_PROMPT_
Return every line of the entries that includes the word "contextOpIDKey".

* * *

PR #23573, opened 2026-07-17
fix: safely type assert context value in SetMetricOpID to avoid panic

Norway-02:
# Summary

This PR fixes a potential **nil pointer panic** in `SetMetricOpID` in `src/server/middleware/metric/metric.go`.

## The Bug

`SetMetricOpID` retrieves a context value and directly asserts it to `*string` without a nil or type check:

```go
func SetMetricOpID(ctx context.Context, value string) {
    if config.Metric().Enabled {
        v := ctx.Value(contextOpIDKey{}).(*string) // <-- PANIC if key not in context
        *v = value
    }
}
```

`ctx.Value()` returns `nil` if the key was never injected into the context (e.g. if `SetMetricOpID` is called from a code path that does not go through the `instrumentHandler` middleware). The direct assertion `nil.(*string)` causes a **runtime panic**.

## The Fix

Replace the bare assertion with a safe two-value type assertion:

```go
func SetMetricOpID(ctx context.Context, value string) {
    if config.Metric().Enabled {
        if v, ok := ctx.Value(contextOpIDKey{}).(*string); ok && v != nil {
            *v = value
        }
    }
}
```

This ensures that if the context key is absent or holds an unexpected type, the function silently no-ops instead of panicking, which is the correct defensive behaviour for a metrics helper.

## Issue being fixed

Fixes a potential runtime panic in the metrics middleware when `SetMetricOpID` is called outside of the `instrumentHandler` context.

### DIFF
--- a/src/server/middleware/metric/metric.go
+++ b/src/server/middleware/metric/metric.go
@@ -48,8 +48,9 @@ const (
 // SetMetricOpID used to set operation ID for metrics
 func SetMetricOpID(ctx context.Context, value string) {
 	if config.Metric().Enabled {
-		v := ctx.Value(contextOpIDKey{}).(*string)
-		*v = value
+		if v, ok := ctx.Value(contextOpIDKey{}).(*string); ok && v != nil {
+			*v = value
+		}
 	}
 }
 


Norway-02:
@chlins @stonezdj @wy65701436 @Vad1mo @OrlinVasilev Could you please take a look at this PR?

Norway-02:
Superseded by #23585 (consolidated PR to simplify review/CI per maintainer request).

PR #23584, opened 2026-07-20
fix: safeguard against missing id_token in OIDC auth

Norway-02:
# Summary

This PR fixes an unsafe type assertion in the OIDC helper logic that could cause a runtime panic during user authentication.

## The Bug

In `src/pkg/oidc/helper.go`, the `id_token` is extracted from the `oauthToken.Extra` properties and blindly cast to a string:

```go
RawIDToken: oauthToken.Extra("id_token").(string)
```

If the OIDC identity provider fails to return an `id_token`, or returns it in an unexpected type (e.g. `nil`), this type assertion will trigger a panic and crash the Harbor core instance during login flows.

## The Fix

Introduced the safe type-assertion idiom (`ok` check) when extracting the `id_token`. If it is missing or invalid, it gracefully returns a formatted error rather than crashing.

## Issue being fixed

Fixes potential runtime panics during OIDC authentication when the identity provider responds with malformed tokens.

Please indicate you've done the following:

- [x] Well Written Title and Summary of the PR
- [x] Label the PR as needed: `release-note/ignore-for-release`
- [x] Accepted the DCO. Commits without the DCO will delay acceptance.
- [x] Made sure tests are passing and test coverage is added if needed.
- [x] Considered the docs impact and opened a new docs issue or PR with docs changes if needed in website repository.

PR #23583, opened 2026-07-20
fix: safeguard against panics in Casbin keyMatch2Func

Norway-02:
# Summary

This PR fixes unsafe type assertions in the Casbin matcher (`keyMatch2Func`), which could cause a runtime panic if invalid arguments are passed from the RBAC policy evaluator.

## The Bug

In `src/pkg/permission/evaluator/rbac/casbin_match.go`, the custom Casbin matcher function blindly asserted its arguments as strings:

```go
func keyMatch2Func(args ...any) (any, error) {
	name1 := args[0].(string)
	name2 := args[1].(string)
	...
```

If the Casbin policy engine passes fewer than two arguments or arguments of different types (e.g. `nil`), this will trigger an immediate runtime panic, crashing the Harbor core server instead of gracefully returning an error.

## The Fix

Introduced standard bounds checking (`len(args) != 2`) and safe type assertions (`ok1`, `ok2`) for the arguments. If the check fails, it now safely returns a formatted error instead of crashing.

## Issue being fixed

Fixes potential runtime panics during RBAC policy evaluation when the Casbin matcher is invoked with malformed arguments.

Please indicate you've done the following:

- [x] Well Written Title and Summary of the PR
- [x] Label the PR as needed: `release-note/ignore-for-release`
- [x] Accepted the DCO. Commits without the DCO will delay acceptance.
- [x] Made sure tests are passing and test coverage is added if needed.
- [x] Considered the docs impact and opened a new docs issue or PR with docs changes if needed in website repository.

PR #23581, opened 2026-07-19
fix: safely type assert LDAP group config values

Norway-02:
# Summary

This PR introduces safe type assertions for LDAP group configurations during validation to prevent runtime panics.

## The Bug

In `src/pkg/config/validate/ldapgroup.go`, the configuration values for LDAP groups are unmarshaled into `map[string]any` via API input. The code previously assumed that certain fields were strings and forcefully cast them without checking:

```go
	if val, exist := cfgs[common.LDAPGroupSearchFilter]; exist {
		cfg.Filter = val.(string)
```

If a user maliciously or accidentally submitted a boolean, integer, or array for these fields, `val.(string)` would trigger a panic, crashing the Harbor core process.

## The Fix

Introduced the safe type-assertion idiom (`v, ok := val.(string)`) for LDAP group string configuration fields. If the provided value is not a string, a descriptive validation error is returned instead of panicking.

## Issue being fixed

Fixes potential runtime panics when processing incorrectly typed LDAP group configurations via the API.

Please indicate you've done the following:

- [x] Well Written Title and Summary of the PR
- [x] Label the PR as needed: `release-note/ignore-for-release`
- [x] Accepted the DCO. Commits without the DCO will delay acceptance.
- [x] Made sure tests are passing and test coverage is added if needed.
- [x] Considered the docs impact and opened a new docs issue or PR with docs changes if needed in website repository.

PR #23580, opened 2026-07-19
fix: safeguard against nil context value in scan data export

Norway-02:
# Summary

This PR fixes an unsafe type assertion in the scan data export execution flow which can cause a runtime panic.

## The Bug

In `src/controller/scandataexport/execution.go`, when starting an execution, the vendor ID is extracted from the context using an unsafe type assertion:

```go
vendorID := int64(ctx.Value(export.CsvJobVendorIDKey).(int))
```

If the context does not contain the `CsvJobVendorIDKey`, `ctx.Value()` returns `nil`, and the type assertion `.(int)` directly on `nil` results in a panic.

## The Fix

Introduced the safe type-assertion idiom (`ok` check) for `ctx.Value(export.CsvJobVendorIDKey)`. If it is not present or invalid, it gracefully returns a formatted error instead of crashing the process.

## Issue being fixed

Fixes a potential runtime panic when processing scan data export executions without a valid vendor ID in the context.

Please indicate you've done the following:

- [x] Well Written Title and Summary of the PR
- [x] Label the PR as needed: `release-note/ignore-for-release`
- [x] Accepted the DCO. Commits without the DCO will delay acceptance.
- [x] Made sure tests are passing and test coverage is added if needed.
- [x] Considered the docs impact and opened a new docs issue or PR with docs changes if needed in website repository.

PR #23585, opened 2026-07-20
fix: consolidate type assertion and nil pointer safeguards

Norway-02:
# Summary

As suggested by maintainers, this PR consolidates several small defensive type assertion and nil pointer guards into a single patch to simplify review and CI runs. It groups fixes for unchecked type assertions (comma-ok pattern) and missing nil-guards across various Harbor packages.

## The Bug

In several packages, context values, interface maps, and pointers were being accessed and directly asserted/dereferenced without checking their validity. 
For example:
- `ctx.Value(...).(string)`
- `ExtraAttrs["key"].(string)`
- `args[0].(string)`
- `p.Trigger.Kind` when `p.Trigger` is nil

These blind assertions and dereferences would trigger a runtime panic (fatal crash) if the underlying value was missing, nil, or of a different type than expected.

## The Fix

Introduced standard safe type-assertion idioms (e.g. `val, ok := obj.(string)`) and nil-guards. 
If an assertion fails or a required pointer is nil, the functions now safely exit or return an appropriately formatted `error` rather than crashing the Harbor process.

This encompasses the fixes from the following PRs:
- #23515: `ExtraAttrs["dry_run"]`
- #23573: `ctx.Value` in metric middleware
- #23576: nil `Trigger` in retention manager
- #23577: `ExtraAttrs` in scan data export
- #23580: `ctx.Value` in scan data export
- #23581: LDAP group config values
- #23583: Casbin `keyMatch2Func` args
- #23584: OIDC `id_token`

## Issue being fixed

Fixes potential runtime panics due to malformed input, missing configuration, or unexpected context values.


Norway-02:
@chlins Done! Thank you for the guidance. I have consolidated all 8 small PRs (Group 1 & Group 2) into this single PR and closed the individual ones to make review and CI much easier.

Norway-02:
@stonezdj Thank you as well for your review! I've consolidated them all here as requested.

patch_23515.patch
```diff
@@ -0,0 +1,96 @@
+diff --git a/src/controller/retention/controller.go b/src/controller/retention/controller.go
```
wy65701436: are they generated by AI?

src/controller/retention/controller.go
```diff
@@ -343,12 +343,17 @@ func convertExecution(exec *task.Execution) *retention.Execution {
 		EndTime:   exec.EndTime,
 		Status:    exec.Status,
 		Trigger:   exec.Trigger,
-		DryRun:    exec.ExtraAttrs["dry_run"].(bool),
```
wy65701436, line 346: why we hard code to false?

Norway-02:
@wy65701436 Thanks for reviewing! The value was actually being overridden to the correct value a few lines further down in the original diff, but I agree it looked confusing as a hardcoded default. I've refactored `convertExecution` in the latest commit to extract `dry_run` and `operator` from `ExtraAttrs` *before* initializing the struct, so it reads much cleaner now.

patch_23515.patch
Norway-02: Yes, I was experimenting with an AI coding assistant to help me find and safely refactor these type assertions across the codebase. I accidentally committed its internal scratchpad/working files in the previous push! I've completely removed them from the commit history now so they won't clutter the PR. Sorry for the noise!

src/controller/retention/controller.go
Norway-02: The value was actually being overridden to the correct value a few lines further down in the original diff, but I agree it looked confusing as a hardcoded default. I've refactored convertExecution in the latest commit to extract dry_run and operator from ExtraAttrs before initializing the struct, so it reads much cleaner now.

Norway-02:

PR #23591, opened 2026-07-21
fix: set MaxIdleConnsPerHost on internal HTTP transports

chlins:
### Comprehensive Summary

Go's `http.Transport` defaults `MaxIdleConnsPerHost` to 2. Harbor's internal traffic is dominated by single-host hotspots (core → registry reverse proxy, registry API client, jobservice → core hooks, scanner adapter client), so under high concurrency almost every connection is closed after use. The resulting churn piles up client-side `TIME_WAIT` sockets and eventually exhausts ephemeral ports:

```
http: proxy error: dial tcp 172.18.0.4:5000: connect: cannot assign requested address
```

Changes:

- `common/http/transport.go`: `newDefaultTransport()` now sets `MaxIdleConns=1000` / `MaxIdleConnsPerHost=200`, covering the registry client, core↔jobservice, webhook jobs and replication adapters.
- `server/registry/proxy.go`: the core → registry reverse proxy previously fell back to `http.DefaultTransport` when internal TLS is disabled; it now always gets a dedicated transport with `MaxIdleConns(PerHost)=1024`, as all `/v2/` data-plane traffic targets a single host.
- `jobservice/hook/hook_client.go` / `pkg/scan/rest/v1/client.go`: per-host idle pool now matches `MaxIdleConns` (20/100), since each client only talks to one endpoint.

These knobs only enable connection reuse — idle connections beyond actual need are still reaped by `IdleConnTimeout`, and peak connection count remains driven by concurrency. No behavior change.

### Issue being fixed

Observed on a docker-compose deployment under high-concurrency pulls; core floods `proxy error: context canceled` followed by `cannot assign requested address` on the core → registry hop.

### DIFF
--- a/src/common/http/transport.go
+++ b/src/common/http/transport.go
@@ -67,8 +67,14 @@ func newDefaultTransport() *http.Transport {
 			KeepAlive: 30 * time.Second,
 			DualStack: true,
 		}).DialContext,
-		TLSClientConfig:       &tls.Config{},
-		MaxIdleConns:          100,
+		TLSClientConfig: &tls.Config{},
+		MaxIdleConns:    1000,
+		// The default value of MaxIdleConnsPerHost is 2, which is too small for
+		// high-concurrency scenarios (e.g. core/jobservice talking to the registry,
+		// or replicating to a single remote endpoint). Idle connections beyond the
+		// need are reaped by IdleConnTimeout, so a generous value is safe. Keeping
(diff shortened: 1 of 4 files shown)


wy65701436 (approved):
lgtm, if we believe it is a bug fix, we can consider it to backport it into branch 2.15?

stonezdj (approved):

PR #23646, opened 2026-07-29
fix: allow resizing of the SBOM column in artifact table

### LINKED ISSUE #23634: The data column dislocated when adjusting the column width in the artifact table
Go to artifact table, click the sbom table column to adjust its size, its size can not adjustable and after that the data field dislocated.

Image

La1itchauhan:
i have  removed the `!important` modifier from the `.sbom-column` width rule in the artifact list table

The SBOM column width is currently defined with `!important`, which overrides the inline width applied by Clarity' s datagrid during column resizing.  As a result, the SBOM column cannot be resized correctly, causing the header and data columns to become misaligned.

Removing " !important " preserves the default width while allowing Clarity's resize logic to update the column width as expected.

## Issue being fixed

Fixes #23634

### DIFF
--- a/src/portal/src/app/base/project/repository/artifact/artifact-list-page/artifact-list/artifact-list-tab/artifact-list-tab.component.scss
+++ b/src/portal/src/app/base/project/repository/artifact/artifact-list-page/artifact-list/artifact-list-tab/artifact-list-tab.component.scss
@@ -163,7 +163,7 @@
 }
 
 .sbom-column {
-  width: 7rem !important;
+  width: 7rem;
 }
 
 .annotations-column {
--- a/src/portal/src/app/base/project/repository/artifact/artifact-list-page/artifact-list/artifact-list-tab/artifact-list-tab.component.scss
+++ b/src/portal/src/app/base/project/repository/artifact/artifact-list-page/artifact-list/artifact-list-tab/artifact-list-tab.component.scss
@@ -147,19 +147,19 @@
 }
 
 .pull-command-column {
-  width: 6rem !important;
+  width: 6rem;
 }
 
 .co-signed-column {
-  width: 7rem !important;
+  width: 7rem;
 }
 
 .size-column {
-  width: 6rem !important;
+  width: 6rem;
 }
 
 .vul-column {
-  width: 11rem !important;
+  width: 11rem;
 }
 
 .sbom-column {
@@ -167,7 +167,7 @@
 }
 
 .annotations-column {
-  width: 5rem !important;
+  width: 5rem;
 }
 
 .signed {


wy65701436:
cc @AllForNothing can you help to review?

src/portal/src/app/base/project/repository/artifact/artifact-list-page/artifact-list/artifact-list-tab/artifact-list-tab.component.scss
```diff
@@ -163,7 +163,7 @@
 }
 
 .sbom-column {
-  width: 7rem !important;
+  width: 7rem;
```
wy65701436, line 166: One question before this merges: all the sibling columns in the same file still use `!important`:

```
.pull-command-column { width: 6rem !important; }
.co-signed-column     { width: 7rem !important; }
.size-column          { width: 6rem !important; }
.vul-column           { width: 11rem !important; }
.annotations-column   { width: 5rem !important; }
```

If `!important` breaks resizing for the SBOM column, wouldn't it break it for these too? Could you confirm whether the issue affects all columns?

AllForNothing:
> cc @AllForNothing can you help to review?

@wy65701436 @La1itchauhan 

Based on my testing, in the current version of Harbor (which is actually tied to the version of the Clarity UI component library), !important can only fix the width of a column — it does not prevent the resize operation itself, as shown in my screenshot. In fact, performing a resize in this state causes the column styles to break/misalign.

Therefore, my suggestion is to remove !important from all column width declarations.

As a side note: in earlier versions, !important did prevent resizing — which is why it was added in the first place. That behavior no longer holds in the current version.


After resizing, the column is misaligned.
image

src/portal/src/app/base/project/repository/artifact/artifact-list-page/artifact-list/artifact-list-tab/artifact-list-tab.component.scss
AllForNothing: As my explanation,  all the "! important" above can be removed

La1itchauhan: Thanks for the detailed explanation! I verified the behavior locally on the current Harbor version as well. After resizing, the columns become misaligned when !important is present. I've updated the PR to remove !important from the related artifact table column width declarations as suggested. Thanks for the guidance!

AllForNothing (approved):
lgtm

wy65701436 (approved):
lgtm, thanks @AllForNothing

* * *

_ANSWER SPACE_
        v := ctx.Value(contextOpIDKey{}).(*string) // <-- PANIC if key not in context
        if v, ok := ctx.Value(contextOpIDKey{}).(*string); ok && v != nil {
-		v := ctx.Value(contextOpIDKey{}).(*string)
+		if v, ok := ctx.Value(contextOpIDKey{}).(*string); ok && v != nil {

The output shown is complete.